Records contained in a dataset
PR #4634, opened 2022-09-21
add thumbnail support for tiff and bmp files

C0rby:
Support generating thumbnails for tiff and bmp files in the thumbnails service.

@kulmann, I guess the mime-types still need to be added to the preview app in the web repository.

### DIFF
--- a/services/web/pkg/config/defaults/defaultconfig.go
+++ b/services/web/pkg/config/defaults/defaultconfig.go
@@ -49,7 +49,7 @@ func DefaultConfig() *config.Config {
 				},
 				Apps: []string{"files", "search", "preview", "text-editor", "pdf-viewer", "external", "user-management"},
 				Options: map[string]interface{}{
-					"previewFileMimeTypes": []string{"image/gif", "image/png", "image/jpeg", "text/plain"},
+					"previewFileMimeTypes": []string{"image/gif", "image/png", "image/jpeg", "text/plain", "image/tiff", "image/bmp", "image/x-ms-bmp"},
 				},
 			},
 		},
--- a/changelog/unreleased/thumbnails-tiff-bmp.md
+++ b/changelog/unreleased/thumbnails-tiff-bmp.md
@@ -1,0 +1,5 @@
+Enhancement: Add thumbnails support for tiff and bmp files
+
+Support generating thumbnails for tiff and bmp files in the thumbnails service.
+
+https://github.com/owncloud/ocis/pull/4634
--- a/services/thumbnails/pkg/thumbnail/thumbnail.go
+++ b/services/thumbnails/pkg/thumbnail/thumbnail.go
@@ -13,11 +13,14 @@ import (
 var (
 	// SupportedMimeTypes contains a all mimetypes which are supported by the thumbnailer.
 	SupportedMimeTypes = map[string]struct{}{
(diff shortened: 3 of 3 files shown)


micbar (approved):

services/web/pkg/config/defaults/defaultconfig.go
```diff
@@ -49,7 +49,7 @@ func DefaultConfig() *config.Config {
 				},
 				Apps: []string{"files", "search", "preview", "text-editor", "pdf-viewer", "external", "user-management"},
```
kulmann, line 50: Could you please remove the `preview` app from the list of apps and add it to the external apps struct as described here:
https://owncloud.dev/clients/web/deployments/oc10-app/#preview-app
(works the same way for ocis as for oc10, was just needed for oc10 first so I added it there back then)

C0rby: I changed the config. Is that how you wanted it?

services/web/pkg/config/defaults/defaultconfig.go
```diff
@@ -47,9 +47,34 @@ func DefaultConfig() *config.Config {
...
 					Scope:        "openid profile email",
 				},
-				Apps: []string{"files", "search", "preview", "text-editor", "pdf-viewer", "external", "user-management"},
+				Apps: []string{"files", "search", "text-editor", "pdf-viewer", "external", "user-management"},
+				ExternalApps: []config.ExternalApp{
+					{
+						ID:   "preview",
+						Path: "web-app-preview",
+						Config: map[string]interface{}{
+							"mimeTypes": []string{
```
kulmann, line 56: We only need the mime types which are missing in https://github.com/owncloud/web/blob/904be00790e57a66bab95bd488bfe7509a10dc28/packages/web-app-preview/src/index.js#L26
So this list here only needs your new mime types:
```
"image/tiff",
"image/bmp",
"image/x-ms-bmp",
```

services/web/pkg/config/defaults/defaultconfig.go
```diff
@@ -47,9 +47,34 @@ func DefaultConfig() *config.Config {
...
+								"image/gif",
+								"image/png",
+								"image/jpeg",
+								"text/plain",
```
kulmann, line 60: Please remove `text/plain`, otherwise the preview app will be used for rendering text files. While that's certainly possible I don't think that it makes much sense from a UX perspective. But could be discussed separately 😅

kulmann (changes requested):

services/web/pkg/config/defaults/defaultconfig.go
kulmann: still needs some changes, see comments 😅

services/web/pkg/config/defaults/defaultconfig.go
C0rby: Ah good to know! :+1:

services/web/pkg/config/defaults/defaultconfig.go
C0rby: Yeah, copy/paste error. :see_no_evil:

kulmann (approved):
LGTM now 👍

PR #4641, opened 2022-09-22
[tests-only] OnAccess scanning

kobergj:
Allows configuring ocis to scan files before download

### DIFF
--- a/services/ocdav/pkg/config/config.go
+++ b/services/ocdav/pkg/config/config.go
@@ -38,6 +38,9 @@ type Config struct {
 	Status  Status          `yaml:"-"`
 
 	Events Events `yaml:"events"`
+
+	ForceRescanPeriod string `yaml:"force_rescan_period" env:"FORCE_RESCAN_PERIOD" desc:"The time period after which a file needs to be rescanned before it can be downloaded, use: [s, m or h]. Example: 24h. 0 means rescan on every download. Leave empty for no rescanning."`
+	PollingTimeout    string `yaml:"polling_timeout" env:"STAT_POLLING_TIMEOUT" desc:"[Advanced configuration] The timeout after which the server errors when a rescan has not finished, use: [s, m or h]. Example: 1m. Mandatory when FORCE_RESCAN_PERIOD is set, unused when not set."`
 }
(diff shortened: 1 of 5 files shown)


services/ocdav/pkg/config/config.go
```diff
@@ -38,6 +38,9 @@ type Config struct {
 	Status  Status          `yaml:"-"`
 
 	Events Events `yaml:"events"`
+
+	ForceRescanPeriod string `yaml:"force_rescan_period" env:"FORCE_RESCAN_PERIOD" desc:"The period after which a file needs to be rescanned before it can be downloaded. Example: 24h [use: s, m or h]. 0 means rescan on every download. Leave empty for no rescanning"`
+	PollingTimeout    string `yaml:"polling_timeout" env:"STAT_POLLING_TIMEOUT" desc:"[Advanced configuration] The timeout after which the server errors when a rescan has not finished. Example: 1m. Mandatory when force_rescan_period is set, unused when not."`
```
mmattel, line 43:
```suggestion
	ForceRescanPeriod string `yaml:"force_rescan_period" env:"FORCE_RESCAN_PERIOD" desc:"The time period after which a file needs to be rescanned before it can be downloaded, use: [s, m or h]. Example: 24h. 0 means rescan on every download. Leave empty for no rescanning."`
	PollingTimeout    string `yaml:"polling_timeout" env:"STAT_POLLING_TIMEOUT" desc:"[Advanced configuration] The timeout after which the server errors when a rescan has not finished, use: [s, m or h]. Example: 1m. Mandatory when FORCE_RESCAN_PERIOD is set, unused when not set."`
```

Q: for `FORCE_RESCAN_PERIOD`: is there a value defined in the default field?

kobergj: No there is not. That means that no rescanning is the default. However there is a default for `STAT_POLLING_TIMEOUT` since it is mandatory and very technical to set properly.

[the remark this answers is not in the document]
kobergj: No. AV is a experimental feature.

fschade (approved):

PR #4662, opened 2022-09-26
[tests-only] Virusdetected email template

kobergj:
Uses templating system also for virus detected emails

### DIFF
--- a/services/notifications/pkg/service/service.go
+++ b/services/notifications/pkg/service/service.go
@@ -64,22 +64,7 @@ func (s eventsNotifier) Run() error {
 				case events.ShareCreated:
 					s.handleShareCreated(e)
 				case events.VirusscanFinished:
-					// TODO: use templating system
-
-					if !e.Infected {
-						// no need to annoy the user
-						return
-					}
-
-					if e.ExecutingUser == nil {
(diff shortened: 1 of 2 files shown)


services/notifications/pkg/service/service.go
```diff
@@ -325,6 +310,37 @@ func (s eventsNotifier) handleShareCreated(e events.ShareCreated) {
...
+		"Outcome":       string(e.Outcome),
+		"Filename":      e.Filename,
+	}, s.emailTemplatePath)
+	if err != nil {
+		s.logger.Error().Str("events", "VirusscanFinished").Interface("resourceid", e.ResourceID).Str("uploadid", e.UploadID).Msg("can't render email template")
+		return
+	}
+
+	senderDisplayName := "Owncloud"
+	emailSubject := "Virus detected"
```
fschade, line 337: would it make sense to have it configurable?

fschade (approved):
one optional request, we can add this later, up to you ;) LGTM

services/notifications/pkg/service/service.go
kobergj: Templating sender/subject is another ticket. We should wait for master to have that implemented, then we can adjust templates for the Virusemail.

Issue #4703, opened 2022-09-28
Share notifications broken for "group-only" shares


rhafer:
## Describe the bug

When creating sharing a resource with only groups in the sharees list. Multiple things go wrong in the notification service:

- [ ] ocis panics because the notification service calls GetUser() with a `nil` UserId in the `GetUserRequest` -> This needs to be fixed in the reva user provider
- [ ] even without the above panic the notification service would not send out a proper notification as it seems to rely on at least one "real" user to be on the sharees list
- [ ] notifications for group shares can't be send as the group lookup is using an un-authenticated context (https://github.com/owncloud/ocis/blob/master/services/notifications/pkg/channels/channels.go#L133)
- [ ] It seems the above points also apply to the `SpaceShared` events

Issue #4688, opened 2022-09-27
Wrong link generation for space & share link


dragonchaser:
When inviting people to a space there is a bug in the share link that is generated for the email:

https://github.com/owncloud/ocis/blob/a5521161f8c5ec60186db3d6d0b06cd420b2915e/services/notifications/pkg/service/service.go#L159

same for shares:

https://github.com/owncloud/ocis/blob/a5521161f8c5ec60186db3d6d0b06cd420b2915e/services/notifications/pkg/service/service.go#L272

It uses the `.Idp` url instead of the instance url.

rhafer:
I'll look into this. As I am working on the other notifications issue already.

PR #4714, opened 2022-09-29
Multiple fixes for notification service

rhafer:
## Description
- Notications for group shares caused nil pointer derefs
- Notifications for group shares did not send mails (failed to lookup group members)
- Notifications mails might contain the wrong link

Fixes: #4703 , #4688


dragonchaser (changes requested):
Changelog missing

PR #4715, opened 2022-09-29
Make tokeninfo endpoint unprotected

JammingBen:
## Description
Make the tokeninfo endpoint unprotected as it is supposed to be available to the public.

## Types of changes

- [ ] Technical debt

### DIFF
--- a/changelog/unreleased/tokeninfo-endpoint-auth.md
+++ b/changelog/unreleased/tokeninfo-endpoint-auth.md
@@ -1,0 +1,5 @@
+Bugfix: Make tokeninfo endpoint unprotected
+
+Make the tokeninfo endpoint unprotected as it is supposed to be available to the public.
+
+https://github.com/owncloud/ocis/pull/4715
--- a/services/proxy/pkg/middleware/authentication.go
+++ b/services/proxy/pkg/middleware/authentication.go
@@ -24,7 +24,8 @@ var (
 	_publicPaths = [...]string{
 		"/dav/public-files/",
 		"/remote.php/dav/public-files/",
-		"/remote.php/ocs/apps/files_sharing/api/v1/tokeninfo/unprotected",
+		"/ocs/v1.php/apps/files_sharing/api/v1/tokeninfo/unprotected",
+		"/ocs/v2.php/apps/files_sharing/api/v1/tokeninfo/unprotected",
 		"/ocs/v1.php/cloud/capabilities",
 	}
 )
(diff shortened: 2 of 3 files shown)


JammingBen:
Is is necessary to add the endpoint in the `proxy.yaml` files as well?

* tests/parallelDeployAcceptance/drone/ocis/proxy.yaml
* deployments/examples/oc10_ocis_parallel/config/ocis/proxy.yaml
* deployments/examples/ocis_individual_services/config/proxy/proxy.yaml
* deployments/examples/ocis_hello/config/ocis/proxy.yaml

C0rby:
> Is is necessary to add the endpoint in the `proxy.yaml` files as well?
> 
>     * tests/parallelDeployAcceptance/drone/ocis/proxy.yaml
> 
>     * deployments/examples/oc10_ocis_parallel/config/ocis/proxy.yaml
> 
>     * deployments/examples/ocis_individual_services/config/proxy/proxy.yaml
> 
>     * deployments/examples/ocis_hello/config/ocis/proxy.yaml

Yeah, I think you need to add them there.

rhafer (changes requested):
@JammingBen Would you mind sharing (preferably in the commit message), why this is needed?

Also we have already `/remote.php/ocs/apps/files_sharing/api/v1/tokeninfo/unprotected` in https://github.com/owncloud/ocis/blob/master/services/proxy/pkg/middleware/authentication.go#L27 might it be that we just need to add the v2 variant there?

rhafer:
Sorry for adding more confusion here :man_facepalming: , but I took a bit of a deeper look into the code now. I think the correct fix is to add `/ocs/v1.php/apps/files_sharing/api/v1/tokeninfo/unprotected` and `/ocs/v2.php/apps/files_sharing/api/v1/tokeninfo/unprotected` to the `_public_path` in the authentication middleware. That way that get should be handled by the `public_share_auth` middleware.

You can also remove `/remote.php/ocs/apps/files_sharing/api/v1/tokeninfo/unprotected` from that list, which I think is just wrong.

This way you shouldn't need to touch the defaultconfig.go, neither the docker-compose examples.

@C0rby Feel free to correct me if I am wrong.

C0rby:
@rhafer is correct. This is the place where you need to add the lines: https://github.com/owncloud/ocis/blob/master/services/proxy/pkg/middleware/authentication.go#L24-L29

There is one already but it is prefixed with `/remote.php` which is wrong.

JammingBen:
I've adjusted the PR, thx for your help!

kobergj (approved):
@rhafer @C0rby should `"/remote.php/dav/public-files/"` then also be removed? it contains the `remote.php` prefix too?

rhafer (approved):

PR #4729, opened 2022-09-30
[tests-only] Cache search results

kobergj:
On every search request bleve opens the index file, for which it needs to allocate some memory. Bombing the server with search requests will therefore cause the pod being OOM killed. 
To Avoid that we added a simple cache (ttl 1 second - not configurable). 

One could still ddos the system by sending different search request, we need to think about a solution for that too.

### DIFF
--- a/services/search/pkg/service/grpc/v0/service.go
+++ b/services/search/pkg/service/grpc/v0/service.go
@@ -4,7 +4,9 @@ import (
 	"context"
 	"errors"
 	"fmt"
+	"time"
 
+	"github.com/ReneKroon/ttlcache/v2"
 	revactx "github.com/cs3org/reva/v2/pkg/ctx"
 	"github.com/cs3org/reva/v2/pkg/errtypes"
 	"github.com/cs3org/reva/v2/pkg/events/server"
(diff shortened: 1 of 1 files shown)


ownclouders:
:boom: Acceptance test [<strong>localApiTests-apiSpaces-ocis</strong>](https://drone.owncloud.com/owncloud/ocis/15873/44/1) failed. Further test are cancelled...

butonic:
Hm ... do we only have on index? Are we really opening the index for all spaces every time we receive a query (I did a quack look, yeah, we end up instantiating a new Reader for every request). If we are only caching queries This PR won't really save any memory when typing a query, will it?

With the spaces concept I think sharding the index by space makes a lot of sense, especially since we don't want to search / don't have access to every space. bleve has [index aliases](http://blevesearch.com/docs/IndexAlias/) which could be used to use the index of multiple spaces in one request.

If we don't want the service to get OOM killed we should set a maximum amount of ram for the go vm. Or does the search service itself run OOM / crash then? maybe ask in https://gitter.im/blevesearch/bleve ?

fschade:
@kobergj, not a fix for the still existing error but as a quick fix we can decrease the debounce (request typing delay) time.
https://github.com/owncloud/web/blob/edf6555a2ac2773de623a8011a0f04d7d9907d7a/packages/web-app-files/src/search/sdk/preview.ts#L31

cc.: @JanAckermann

JanAckermann:
Denounce was not implemented quite correctly, this is solved in another (open) pr and the value has been increased to 200. Increasing to a higher value makes the search feel laggy. 

Anyways if someone is evil, they can curl bomb the server anyways, no matter how the Frontend part is implemented. 

@fschade

kobergj:
@butonic Yes this PR prevents the service from being OOM killed when spamming it with requests. The reason for that is simple: The result itself doesn't need much memory. Opening the index eats the memory. Results cached -> No Indexing opening -> no memory consumption.

Also I don't care much if the service is killed or just doesn't take any requests. It will be restarted anyways.

Sharding the index might be a good idea. I'll check what I can do...

fschade (approved):

PR #4732, opened 2022-10-04
Fix cache config and search logging

butonic:
We have aligned the cache table config for the gateway and the dataprovider to make them actually use the same cache instance.

Fixes flakyness of propagation when stat requests are coming in, eg. by the search service.


micbar (approved):
🚀

Issue #4275, opened 2022-07-25
Remove graph-explorer from ocis monorepo


wkloucek:
## Is your feature request related to a problem? Please describe.
We ship the graph-explorer with oCIS so that people can easily discover the Graph API.

The ownCloud graph-explorer is an outdated fork of Microsoft graph-explorer. It uses Node 10 and received the last commit in 2020. We can't check it's dependencies licenses (https://github.com/owncloud/ocis/issues/3492).
Furthermore it only can be used only with Kopano Lico based IDPs, because it has some hardcoded values https://github.com/owncloud/graph-explorer/blob/5dca02fcbda58324ce1f27b68c27d52e2a6b14dc/src/app/authentication/auth.ts#L16-L22.

## Describe the solution you'd like
Remove it and drop the fork. Bundle the auto generated Swagger UI https://owncloud.dev/libre-graph-api.

## Describe alternatives you've considered
Update and maintain the graph-explorer.

## Additional context
-

micbar:
@mmattel @C0rby let us tackle that before GA

butonic:
I really don't like the swagger ui. I don't see a way to customize queries to play with the API. Can we move it to a seperate repo so that developers can use it? maybe as an example similar to ocis-hello? The we can add it to a developer environment...

mmattel:
Shall I remove the `graph-explorer` service from the ocis admin docs now?

micbar:
yes, please.

butonic:
removed by https://github.com/owncloud/ocis/pull/4733, closing

butonic:
bringing it back as a standalone service is tracked in https://github.com/owncloud/ocis/issues/4739

PR #4733, opened 2022-10-04
remove the graph-explorer servier from ocis

C0rby:
Removing the graph-explorer from the ocis repo.
See: https://github.com/owncloud/ocis/issues/4275

If we want to provide documentation or a service to start the graph-explorer alongside oCIS, we should take a look at https://github.com/microsoftgraph/microsoft-graph-explorer-v4


butonic (approved):
I hate to see it go ... but ok

PR #4736, opened 2022-10-04
proxy: Use reva provided method for getting Gateway Client

rhafer:
This removes some duplicated code. And reuses the reva client code we're also using everywhere else.


C0rby:
We have removed the `graph-explorer` service so I think after a rebase your CI should work again.

C0rby (approved):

* _TASK STATEMENT_
All lines above that include the word "doesn" must be copied into the answer.

* _TASK SOLUTION_
@butonic Yes this PR prevents the service from being OOM killed when spamming it with requests. The reason for that is simple: The result itself doesn't need much memory. Opening the index eats the memory. Results cached -> No Indexing opening -> no memory consumption.
Also I don't care much if the service is killed or just doesn't take any requests. It will be restarted anyways.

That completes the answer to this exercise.